Material for the task —

PR #2243, opened 2023-04-21
chore: split out sharable parts of tertiary button

tujoworker:
The interesting parts are in the first commit.
This can/will make it easier when theming for sb.

### DIFF
--- a/packages/dnb-eufemia/src/components/button/style/themes/dnb-button-theme-ui.scss
+++ b/packages/dnb-eufemia/src/components/button/style/themes/dnb-button-theme-ui.scss
@@ -6,15 +6,11 @@
 @import '../../../../style/core/utilities.scss';
 @import './button-mixins.scss';
 
+// Because the tertiary button has so much code,
+// we slice the shareable parts out in a separate file
+@import '../dnb-button--tertiary.scss';
+
 .dnb-button {
-  border: none;
-  box-shadow: none;
-
-  text-align: left;
-
-  // no animation yet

What is needed —
Restate, word for word, the final stretch of the entries above: the line containing "chore: split out" and every line after it, up to and including the last.

The completed task —
chore: split out sharable parts of tertiary button

tujoworker:
The interesting parts are in the first commit.
This can/will make it easier when theming for sb.

### DIFF
--- a/packages/dnb-eufemia/src/components/button/style/themes/dnb-button-theme-ui.scss
+++ b/packages/dnb-eufemia/src/components/button/style/themes/dnb-button-theme-ui.scss
@@ -6,15 +6,11 @@
 @import '../../../../style/core/utilities.scss';
 @import './button-mixins.scss';
 
+// Because the tertiary button has so much code,
+// we slice the shareable parts out in a separate file
+@import '../dnb-button--tertiary.scss';
+
 .dnb-button {
-  border: none;
-  box-shadow: none;
-
-  text-align: left;
-
-  // no animation yet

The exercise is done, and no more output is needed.